Hortense Gerardo is a writer and anthropologist. Her full-length play, The Token Fallopians Of Middleton Heights was selected for Fresh Ink Theatre’s 2017- 2018 Ink Spot staged reading series. Other recently featured works include: Virtuous Reality (Boston Theater Marathon XX) Anne Get Your Firearm (46th Annual Playwrights’ Platform Festival), The Song Of Odd (MBL Club), Shadow|Proof House (Nuit Blanche Toronto), Brand Of The Free Clone Of The Brave (Institute of Contemporary Art - Boston), Model Behavior and The Last Glance (La Mama E.T.C.), Weekend In St. Moritz (Great Plains Theatre Conference). Her site-informed durational action artwork The Glass Heart Solos will be featured in Nuit Blanche Toronto 2018. Her award-winning feature-length screenplays include Fourhand and Dancing In Exile. She is a Company One Theatre Playlab Unit Playwright (2018 cohort).

Current projects include a focus on issues of power, identity, the interface between technological change and its ethical implications, as well as multimedia experimentation in narrative form. She is a member of The Dramatists’ Guild of America, The International Center for Women Playwrights, the American Anthropological Association, and Director of the non-profit organization, in vivo Productions. For more info go to: www.hortensegerardo.com

Hortense Gerardo

Raymond McAnally

Raymond McAnally is an award-winning actor, produced playwright, and screenwriter. As a playwright, Raymond’s full-length solo-play, Size Matters, received it’s world premiere at Ensemble Theatre Cincinnati in May 2014, as the final show in the theatre’s twenty-seventh season. Directed by Tony Award-winning former Cincinnati Playhouse Artistic Director Ed Stern, the show ran for three weeks; garnering outstanding reviews, standing ovations, and sold out performances. The show was filmed before a live audience in 2015 and is now a comedy special available for streaming on Amazon Prime. Other playwriting credits include two short plays, The Odd Ball and Homeland, which have been produced at festivals on both coasts. From 2010 to 2014, Raymond was the head content writer for the online production company Daily Fiber Films, which produced and distributed over sixty online comedy shorts written by Raymond. Numerous shorts were features by FunnyOrDie.com, Fullscreen, CNN, New Media Rockstars, and The Food Network. In 2017, Raymond’s independent pilot “DPW” was filmed on location in Tupelo, Mississippi. Raymond holds an MFA in Acting from Rutgers University and a BA in Philosophy from Sewanee: The University of the South.

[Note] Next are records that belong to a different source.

Issue #42, opened 2021-11-18
CassFuture missing functions


Lorak-mmk:
Function list:

- [x] `cass_future_wait_timed`
- [x] `cass_future_tracing_id`
- [ ] `cass_future_coordinator`

First one is easy.
Remaining two also should be easy, if Rust implements this.

muzarski:
`cass_future_coordinator` waits for https://github.com/scylladb/scylla-rust-driver/issues/1030

muzarski:
Closing in favor of https://github.com/scylladb/cpp-rust-driver/issues/249

PR #147, opened 2024-07-31
future: cass future wait timed

muzarski:
ref: https://github.com/scylladb/cpp-rust-driver/issues/42

This PR implements a `cass_future_wait_timed` API function which allows to wait for a future to resolve within a given period of time.

## Pre-review checklist

### DIFF
--- a/README.md
+++ b/README.md
@@ -166,11 +166,8 @@ The driver inherits almost all the features of C/C++ and Rust drivers, such as:
             <td colspan=2 align="center" style="font-weight:bold">Future</td>
         </tr>
         <tr>
-            <td>cass_future_wait_timed</td>
-            <td rowspan="3">Unimplemented</td>
-        </tr>
-        <tr>
             <td>cass_future_coordinator</td>
+            <td>Unimplemented</td>
         </tr>
         <tr>
             <td colspan=2 align="center" style="font-weight:bold">Collection</td>
--- a/scylla-rust-wrapper/src/future.rs
+++ b/scylla-rust-wrapper/src/future.rs
@@ -412,10 +412,14 @@ pub unsafe extern "C" fn cass_future_tracing_id(
 
 #[cfg(test)]
 mod tests {
-    use crate::testing::assert_cass_future_error_message_eq;
+    use crate::testing::{assert_cass_error_eq, assert_cass_future_error_message_eq};
 
     use super::*;
-    use std::{os::raw::c_char, thread, time::Duration};
+    use std::{
+        os::raw::c_char,
+        thread::{self},
+        time::Duration,
+    };
 
     // This is not a particularly smart test, but if some thread is granted access the value
     // before it is truly computed, then weird things should happen, even a segfault.
@@ -473,6 +477,99 @@ mod tests {
             assert_cass_future_error_message_eq!(cass_fut, Some(ERROR_MSG));
 
             cass_future_free(cass_fut);
+        }
+    }
+
+    // This test checks whether the future callback is executed correctly when:
+    // - a future is awaited indefinitely
+    // - a future is awaited, after the timeout appeared (_wait_timed)
+    // - a future is not awaited. We simply sleep, and let the tokio runtime resolve
+    //   the future, and execute its callback
+    #[test]
+    #[ntest::timeout(600)]
+    fn test_cass_future_callback() {
+        unsafe {
+            const ERROR_MSG: &str = "NOBODY EXPECTED SPANISH INQUISITION";
+            const HUNDRED_MILLIS_IN_MICROS: u64 = 100 * 1000;
+
+            let create_future_and_flag = || {
+                unsafe extern "C" fn mark_flag_cb(_fut: *const CassFuture, data: *mut c_void) {
+                    let flag = data as *mut bool;
+                    *flag = true;
+                }
+
+                let fut = async move {
+                    tokio::time::sleep(Duration::from_micros(HUNDRED_MILLIS_IN_MICROS)).await;
+                    Err((CassError::CASS_OK, ERROR_MSG.into()))
+                };
+                let cass_fut = CassFuture::make_raw(fut);
+                let flag = Box::new(false);
+                let flag_ptr = Box::into_raw(flag);
+
+                assert_cass_error_eq!(
+                    cass_future_set_callback(cass_fut, Some(mark_flag_cb), flag_ptr as *mut c_void),
+                    CassError::CASS_OK
+                );
+
+                (cass_fut, flag_ptr)
+            };
+
+            // Callback executed after awaiting.
+            {
+                let (cass_fut, flag_ptr) = create_future_and_flag();
+                cass_future_wait(cass_fut);
+
+                assert_cass_future_error_message_eq!(cass_fut, Some(ERROR_MSG));
+                assert!(*flag_ptr);
+
+                cass_future_free(cass_fut);
+                let _ = Box::from_raw(flag_ptr);
+            }
+
+            // Future awaited via `assert_cass_future_error_message_eq`.
+            {
+                let (cass_fut, flag_ptr) = create_future_and_flag();
+
+                assert_cass_future_error_message_eq!(cass_fut, Some(ERROR_MSG));
+                assert!(*flag_ptr);
+
+                cass_future_free(cass_fut);
+                let _ = Box::from_raw(flag_ptr);
+            }
+
+            // Callback executed after timeouts.
+            {
+                let (cass_fut, flag_ptr) = create_future_and_flag();
+
+                // This should timeout on tokio::time::timeout.
+                let timed_result = cass_future_wait_timed(cass_fut, HUNDRED_MILLIS_IN_MICROS / 5);
+                assert_eq!(0, timed_result);
+                // This should timeout as well.
+                let timed_result = cass_future_wait_timed(cass_fut, HUNDRED_MILLIS_IN_MICROS / 5);
+                assert_eq!(0, timed_result);
+
+                // Await and check result.
+                assert_cass_future_error_message_eq!(cass_fut, Some(ERROR_MSG));
+                assert!(*flag_ptr);
+
+                cass_future_free(cass_fut);
+                let _ = Box::from_raw(flag_ptr);
+            }
+
+            // Don't await the future. Just sleep.
+            {
+                let (cass_fut, flag_ptr) = create_future_and_flag();
+
+                RUNTIME.block_on(async {
+                    tokio::time::sleep(Duration::from_micros(HUNDRED_MILLIS_IN_MICROS + 10 * 1000))
+                        .await
+                });
+
+                assert!(*flag_ptr);
+
+                cass_future_free(cass_fut);
+                let _ = Box::from_raw(flag_ptr);
+            }
         }
     }
 }
--- a/scylla-rust-wrapper/src/future.rs
+++ b/scylla-rust-wrapper/src/future.rs
@@ -270,6 +270,8 @@ pub unsafe extern "C" fn cass_future_tracing_id(
 
 #[cfg(test)]
 mod tests {
+    use crate::testing::assert_cass_future_error_message_eq;
+
     use super::*;
     use std::{os::raw::c_char, thread, time::Duration};
 
@@ -293,17 +295,11 @@ mod tests {
         unsafe {
             let handle = thread::spawn(move || {
                 let wrapper = wrapped_cass_fut;
-                let cass_fut = wrapper.0;
-                let mut message: *const c_char = std::ptr::null();
-                let mut msg_len: size_t = 0;
-                cass_future_error_message(cass_fut, &mut message, &mut msg_len);
-                assert_eq!(ptr_to_cstr_n(message, msg_len), Some(ERROR_MSG));
+                let PtrWrapper(cass_fut) = wrapper;
+                assert_cass_future_error_message_eq!(cass_fut, Some(ERROR_MSG));
             });
 
-            let mut message: *const c_char = std::ptr::null();
-            let mut msg_len: size_t = 0;
-            cass_future_error_message(cass_fut, &mut message, &mut msg_len);
-            assert_eq!(ptr_to_cstr_n(message, msg_len), Some(ERROR_MSG));
+            assert_cass_future_error_message_eq!(cass_fut, Some(ERROR_MSG));
 
             handle.join().unwrap();
             cass_future_free(cass_fut);
--- a/scylla-rust-wrapper/src/future.rs
+++ b/scylla-rust-wrapper/src/future.rs
@@ -108,7 +108,7 @@ impl CassFuture {
         self.with_waited_state(|s| f(s.value.as_mut().unwrap()))
     }
 
-    pub(self) fn with_waited_state<T>(&self, f: impl FnOnce(&mut CassFutureState) -> T) -> T {
+    fn with_waited_state<T>(&self, f: impl FnOnce(&mut CassFutureState) -> T) -> T {
         let mut guard = self.state.lock().unwrap();
         let handle = guard.join_handle.take();
         if let Some(handle) = handle {
--- a/scylla-rust-wrapper/src/future.rs
+++ b/scylla-rust-wrapper/src/future.rs
@@ -7,6 +7,7 @@ use crate::query_result::CassResult;
 use crate::types::*;
 use crate::uuid::CassUuid;
 use crate::RUNTIME;
+use futures::future;
 use scylla::prepared_statement::PreparedStatement;
 use std::future::Future;
 use std::mem;
@@ -62,7 +63,12 @@ pub struct CassFuture {
 /// An error that can appear during `cass_future_wait_timed`.
 enum FutureError {
     TimeoutError,
+    InvalidDuration,
 }
+
+/// The timeout appeared when we tried to await `JoinHandle`.
+/// This errors contains the original handle, so it can be awaited later again.
+struct JoinHandleTimeout(JoinHandle<()>);
 
 impl CassFuture {
     pub fn make_raw(
@@ -114,22 +120,46 @@ impl CassFuture {
         self.with_waited_state(|s| f(s.value.as_mut().unwrap()))
     }
 
+    /// Awaits the future until completion.
+    ///
+    /// There are two possible cases:
+    /// - noone is currently working on the future -> we take the ownership
+    ///   of JoinHandle (future) and we poll it until completion.
+    /// - some other thread is working on the future -> we wait on the condition
+    ///   variable to get an access to the future's state. Once we are notified,
+    ///   there are two cases:
+    ///     - JoinHandle is consumed -> some other thread already resolved the future.
+    ///       We can return.
+    ///     - JoinHandle is Some -> some other thread was working on the future, but
+    ///       timed out (see [CassFuture::with_waited_state_timed]). We need to
+    ///       take the ownership of the handle, and complete the work.
     fn with_waited_state<T>(&self, f: impl FnOnce(&mut CassFutureState) -> T) -> T {
         let mut guard = self.state.lock().unwrap();
-        let handle = guard.join_handle.take();
-        if let Some(handle) = handle {
-            mem::drop(guard);
-            // unwrap: JoinError appears only when future either panic'ed or canceled.
-            RUNTIME.block_on(handle).unwrap();
-            guard = self.state.lock().unwrap();
-        } else {
-            guard = self
-                .wait_for_value
-                .wait_while(guard, |state| state.value.is_none())
-                // unwrap: Error appears only when mutex is poisoned.
-                .unwrap();
+        loop {
+            let handle = guard.join_handle.take();
+            if let Some(handle) = handle {
+                mem::drop(guard);
+                // unwrap: JoinError appears only when future either panic'ed or canceled.
+                RUNTIME.block_on(handle).unwrap();
+                guard = self.state.lock().unwrap();
+            } else {
+                guard = self
+                    .wait_for_value
+                    .wait_while(guard, |state| {
+                        state.value.is_none() && state.join_handle.is_none()
+                    })
+                    // unwrap: Error appears only when mutex is poisoned.
+                    .unwrap();
+                if guard.join_handle.is_some() {
+                    // join_handle was none, and now it isn't - some other thread must
+                    // have timed out and returned the handle. We need to take over
+                    // the work of completing the future. To do that, we go into
+                    // another iteration so that we land in the branch with block_on.
+                    continue;
+                }
+            }
+            return f(&mut guard);
         }
-        f(&mut guard)
     }
 
     fn with_waited_result_timed<T>(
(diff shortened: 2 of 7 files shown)


scylla-rust-wrapper/src/future.rs
```diff
@@ -124,6 +125,43 @@ impl CassFuture {
         f(&mut guard)
     }
 
+    pub(self) fn with_waited_result_timed<T>(
+        &self,
+        f: impl FnOnce(&mut CassFutureResult) -> T,
+        timeout_duration: Duration,
+    ) -> Result<T, ()> {
+        self.with_waited_state_timed(|s| f(s.value.as_mut().unwrap()), timeout_duration)
+    }
```
wprzytula: Hmm, what's the advantage of `pub(self)` over no visibility qualifier?

scylla-rust-wrapper/src/future.rs
```diff
@@ -308,4 +356,38 @@ mod tests {
...
+
+            // This should timeout on cond variable (previous call consumed JoinHandle).
+            let timed_result = cass_future_wait_timed(cass_fut, HUNDRED_MILLIS_IN_MICROS / 5);
+            assert_eq!(0, timed_result);
+
+            // Verify that future eventually resolves, even though timeouts occurred before.
+            let mut message: *const c_char = std::ptr::null();
+            let mut msg_len: size_t = 0;
+            cass_future_error_message(cass_fut, &mut message, &mut msg_len);
+            assert_eq!(ptr_to_cstr_n(message, msg_len), Some(ERROR_MSG));
```
wprzytula: Maybe it would come in handy to have a utility function/macro to do that, similar to `assert_cass_error_eq!` in `testing.rs`?

scylla-rust-wrapper/src/future.rs
```diff
@@ -124,6 +125,43 @@ impl CassFuture {
...
+        timeout_duration: Duration,
+    ) -> Result<T, ()> {
+        let mut guard = self.state.lock().unwrap();
+        let handle = guard.join_handle.take();
+        if let Some(handle) = handle {
+            mem::drop(guard);
+            // Need to wrap it with async{} block, so the timeout is lazily executed inside the runtime.
+            // See mention about panics: https://docs.rs/tokio/latest/tokio/time/fn.timeout.html.
+            let timed = async { tokio::time::timeout(timeout_duration, handle).await };
+            RUNTIME.block_on(timed).map_err(|_| ())?.unwrap();
```
wprzytula: For a moment I was afraid that we can lose callbacks with `tokio::timeout`, but then I understood that the callback is invoked inside a spawned tokio task, which is completed no matter if the `JoinHandle` is awaited until completion or dropped. So I think this is correct.

Do we have unit tests for callbacks in various scenarios? If not, I encourage you to add such to this PR, for all three cases:
- when the future is awaited indefinitely,
- when the future is awaited with a timeout,
- when the future is not awaited by any `cass_future_*` function.

scylla-rust-wrapper/src/future.rs
```diff
@@ -124,6 +125,43 @@ impl CassFuture {
...
+            guard = self.state.lock().unwrap();
+        } else {
+            let wait_result = self
+                .wait_for_value
+                .wait_timeout_while(guard, timeout_duration, |state| state.value.is_none())
+                .unwrap();
+            let timeout_result = wait_result.1;
```
wprzytula: Please prefer tuple deconstruction more than index access - it's usually more readable, as it adds naming for all tuple members.

wprzytula:
```suggestion
            let (elem1, timeout_result) = self
                .wait_for_value
                .wait_timeout_while(guard, timeout_duration, |state| state.value.is_none())
                .unwrap();
```

scylla-rust-wrapper/src/future.rs
muzarski: > ... inside a spawned tokio task, which is completed no matter if the `JoinHandle` is awaited until completion or dropped.

Yes, this is really important. I am not sure, how `tokio::time::timeout` behaves in case of an arbitrary future (whether it is polled up until completion, or not). But in this specific case we receive a `JoinHandle` future from `tokio::runtime::Runtime::spawn`, and as documentation states, this future will be executed upon calling `spawn` (doesn't need to be await'ed):
```
The provided future will start running in the background immediately when spawn is called, even if you don’t await the returned JoinHandle
```

I added the test case that checks that this future will indeed resolve eventually.

I'll add the test cases for callbacks, as you mentioned.

wprzytula: > I am not sure, how tokio::time::timeout behaves in case of an arbitrary future (whether it is polled upon completion, or not)

AFAIK, it cancels the underlying future, so it is abandoned and not completed.

scylla-rust-wrapper/src/future.rs
muzarski: There is no advantage. AFAIK they are equivalent. I just wanted to be consistent, since other methods are marked like that.

wprzytula: If so, let's remove those markers from all of them. They bring no use, just confusion.

muzarski:
Rebased on master.

muzarski:
The async test I enabled started to fail (even when I only rebased on master). I can't reproduce it locally:
- for scylla tests, my local version of ccm for some reason can't create a 5.0.0 scylla cluster
- for cassandra - the test passes

I'll update an integration test to make use of `cass_future_wait` instead of `cass_future_wait_timed` to see if the issue is with the timed version itself, or not.

scylla-rust-wrapper/src/future.rs
muzarski: Implemented tests for callbacks

muzarski:
I changed `wait_timed` to `wait` in integration test. There are multiple client timeout errors:
```
 /home/runner/work/cpp-rust-driver/cpp-rust-driver/tests/src/integration/objects/future.hpp:152: Failure
      Expected: CASS_OK
To be equal to: wait_code
      Which is: CASS_ERROR_LIB_REQUEST_TIMED_OUT [Request timed out]
Request timed out: Request timeout: Request took longer than 12000ms: deadline has elapsed
```
Link to the job: https://github.com/scylladb/cpp-rust-driver/actions/runs/10201719963/job/28224244570?pr=153#step:7:8477.

Recently, we merged a PR that sets a default client timeout to `12000ms` (which is huge!). I'm not sure why the timeouts appear - these are simple insert queries. Link to the test case: https://github.com/scylladb/cpp-rust-driver/blob/master/tests/src/integration/tests/test_async.cpp#L99-L111.

I'll try to investigate further, but it seems that the test failure is not related to `cass_future_wait_timed`. The test fails due to client request timeouts. As I mentioned previously, the test passes for me locally. Maybe it's some GH actions issue - query timing out after 12s is really weird.

cc: @Lorak-mmk @wprzytula

Lorak-mmk:
> The async test I enabled started to fail (even when I only rebased on master). I can't reproduce it locally:
> 
>     * for scylla tests, my local version of ccm for some reason can't create a 5.0.0 scylla cluster

What is the error? also we should update to newer version / test with more than 1 version.

> 
>     * for cassandra - the test passes
> 
> 
> I'll update an integration test to make use of `cass_future_wait` instead of `cass_future_wait_timed` to see if the issue is with the timed version itself, or not.

Lorak-mmk:
> I changed `wait_timed` to `wait` in integration test. There are multiple client timeout errors:
> 
> ```
>  /home/runner/work/cpp-rust-driver/cpp-rust-driver/tests/src/integration/objects/future.hpp:152: Failure
>       Expected: CASS_OK
> To be equal to: wait_code
>       Which is: CASS_ERROR_LIB_REQUEST_TIMED_OUT [Request timed out]
> Request timed out: Request timeout: Request took longer than 12000ms: deadline has elapsed
> ```
> 
> Link to the job: https://github.com/scylladb/cpp-rust-driver/actions/runs/10201719963/job/28224244570?pr=153#step:7:8477.
> 
> Recently, we merged a PR that sets a default client timeout to `12000ms` (which is huge!). I'm not sure why the timeouts appear - these are simple insert queries. Link to the test case: https://github.com/scylladb/cpp-rust-driver/blob/master/tests/src/integration/tests/test_async.cpp#L99-L111.
> 
> I'll try to investigate further, but it seems that the test failure is not related to `cass_future_wait_timed`. The test fails due to client request timeouts. As I mentioned previously, the test passes for me locally. Maybe it's some GH actions issue - query timing out after 12s is really weird.
> 
> cc: @Lorak-mmk @wprzytula

So previously there was no client request timeout at all? And now that you introduced it, queries are timing out?
Tests are running in valgrind, so it's possible for queries to take a longer time, but it shouldn't be this long.
When running locally, do you also use valgrind?

scylla-rust-wrapper/src/future.rs
```diff
@@ -124,6 +125,42 @@ impl CassFuture {
...
+        timeout_duration: Duration,
+    ) -> Result<T, ()> {
+        let mut guard = self.state.lock().unwrap();
+        let handle = guard.join_handle.take();
+        if let Some(handle) = handle {
+            mem::drop(guard);
+            // Need to wrap it with async{} block, so the timeout is lazily executed inside the runtime.
+            // See mention about panics: https://docs.rs/tokio/latest/tokio/time/fn.timeout.html.
+            let timed = async { tokio::time::timeout(timeout_duration, handle).await };
+            RUNTIME.block_on(timed).map_err(|_| ())?.unwrap();
```
Lorak-mmk: The only error that can be returned is `Elapsed` from Tokio, right? Then why are you mapping it to unit type instead of returning it directly?

Lorak-mmk: Ah I see, it's probably because you use `Err(())` below. Can't you return `[Elapsed](https://docs.rs/tokio/latest/tokio/time/error/struct.Elapsed.html#)` there too?

scylla-rust-wrapper/src/future.rs
```diff
@@ -124,6 +125,42 @@ impl CassFuture {
...
+    ) -> Result<T, ()> {
+        self.with_waited_state_timed(|s| f(s.value.as_mut().unwrap()), timeout_duration)
+    }
+
+    pub(self) fn with_waited_state_timed<T>(
+        &self,
+        f: impl FnOnce(&mut CassFutureState) -> T,
+        timeout_duration: Duration,
+    ) -> Result<T, ()> {
+        let mut guard = self.state.lock().unwrap();
```
Lorak-mmk: Instead of having both `with_waited_state_timed` and `with_waited_state`, sharing most of the code, can we just have one of them, accepting optional timeout as argument?

Lorak-mmk (changes requested):

scylla-rust-wrapper/src/future.rs
muzarski: I wanted to, but there is no public constructor for `Elapsed`, and its fields are private (actually the only field is `()`, but it's private, so we can't construct `Elapsed` outside of the crate).

muzarski:
> So previously there was no client request timeout at all? And now that you introduced it, queries are timing out? Tests are running in valgrind, so it's possible for queries to take a longer time, but it shouldn't be this long. When running locally, do you also use valgrind?

Good thing that you noticed that. I missed it. Indeed, when I run the tests locally under valgrind, the timeouts appear.

muzarski:
> > The async test I enabled started to fail (even when I only rebased on master). I can't reproduce it locally:
> > ```
> > * for scylla tests, my local version of ccm for some reason can't create a 5.0.0 scylla cluster
> > ```
> 
> What is the error?

Nvm, it's not ccm issue. I was just missing `openjdk-11` locally which is needed to setup `5.0.0` cluster apparently.

>  also we should update to newer version / test with more than 1 version.

What version would you suggest? 5.4.8?

scylla-rust-wrapper/src/future.rs
muzarski: I wanted to implement it like this. However, notice that in one case we call `Condvar::wait_while`, while in other case we call `Condvar::wait_timeout_while`. It introduces another `if` statement and more branching to the function. I decided to keep it simple - I think two distinct methods are more readable.

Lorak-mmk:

Jeanne Beckwith is a published and practicing playwright who has worked in theater as a director, actor, stage manager, etc. for her entire adult life, but playwriting has always been her main focus and passion. Her play, A War Story at the Rialto, is published by Playscripts, Inc., and she has had short plays included in several collections.

Over the years, Jeanne has had her work done from San Francisco to Istanbul. This past November, her full-length play, The Late Rosie Callaghan, was read in the NEWvember New Plays Reading Festival in Dublin, Ireland. A short play, Happy Trails, was produced in late January, 2018 by Lucky Penny Productions at the 8X10 Play Festival. Another short play, Perfect Mate, was read in the Flash Play Festival at the International Conference on the Fantastic in the Arts in Orlando. Most recently, her play, The Existential Marionette, was selected by the New Jersey Rep to be part of their Brut Festival this coming September.

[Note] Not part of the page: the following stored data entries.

PR #152, opened 2024-07-31
ser: use rust-driver's builtin serialization for simple types

muzarski:
Previously, we would reimplement a serialization logic. It was a copy from rust driver, with the typechecks excluded.

In this PR, we get rid of the repeated code. To skip the typechecks (or rather, to make the typechecks always pass), we simply provide a valid ColumnType to SerializeValue::serialize().

This is a kind of hack, but thanks to that we don't have to reimplement serialization logic.

## Pre-review checklist

### DIFF
--- a/scylla-rust-wrapper/src/value.rs
+++ b/scylla-rust-wrapper/src/value.rs
@@ -73,18 +73,50 @@ impl CassCqlValue {
         writer: CellWriter<'b>,
     ) -> Result<WrittenCellProof<'b>, SerializationError> {
         match self {
-            CassCqlValue::TinyInt(v) => serialize_i8(v, writer),
-            CassCqlValue::SmallInt(v) => serialize_i16(v, writer),
-            CassCqlValue::Int(v) => serialize_i32(v, writer),
-            CassCqlValue::BigInt(v) => serialize_i64(v, writer),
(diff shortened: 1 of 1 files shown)


wprzytula (approved):

Lorak-mmk (approved):
Isn't it possible to remove CassCqlValue entirely?

muzarski:
> Isn't it possible to remove CassCqlValue entirely?

I think it is possible. The main obstacle are udts, collections and tuples. We would need to construct a valid `ColumnType` for each of these, and a nested `ColumnType` may be expensive to construct (some allocations). I think that there is no other way to use a builtin rust-driver's serialization with typechecks skipped for these types.

Lorak-mmk:
Ok, let's keep the approach from this PR

muzarski:
Actually, I think we could simply have a wrapper over `CqlValue`.

muzarski:
> Actually, I think we could simply have a wrapper over `CqlValue`.

Give me a second, I'll investigate it and update this PR in case it's possible.

muzarski:
Nvm, I don't think there is much sense to introduce a wrapper over CqlValue, since we would need to match variants that can never be created via cpp-rust-driver API (e.g. there is no way to create a `CqlValue::Counter()` value).

I think that we can merge it as is.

Jeanne holds graduate degrees in theater from Indiana University and the University of Georgia. She is a member of the Dramatist Guild, and sits on the board of The New England Theater Conference and the Vermont Playwrights Circle. She lives in Roxbury, Vermont and teaches English & Theater at Norwich University.

Jeanne Beckwith

Jared Eberlein

Jared Eberlein (Playwright) began his career as an actor; earning a B.A. in Theatre Arts from Drew University, then working for nearly a decade in New York and regional theatre. A serendipitous encounter with award-winning composer David Mallamud, however, would quickly turn Jared’s focus from the stage to the page and their collaboration would produce the musicals, The Facts of Life (Pace University), The Man in the Iron Mask (Emerging Artists Theatre, 13th Street Rep & The Snapple Center) and Soldier Songs. His plays include: Precious Thieves (LabTheatreProject, Tampa), The Heir of Pretending, Jack: a love story (Snorks & Pins, NYC) and, from his time as Playwright-in-Residence for the Choate Rosemary Hall Summer Theatre Institute, (Children of) October Ever After and Just Begin. Jared holds an M.F.A. in Writing for Stage and Screen from the New Hampshire Institute of Art, has written two feature-length screenplays and advocates fiercely for all arts education. He currently serves as the Director of Theatre Programs at Northfield Mount Hermon School in Massachusetts.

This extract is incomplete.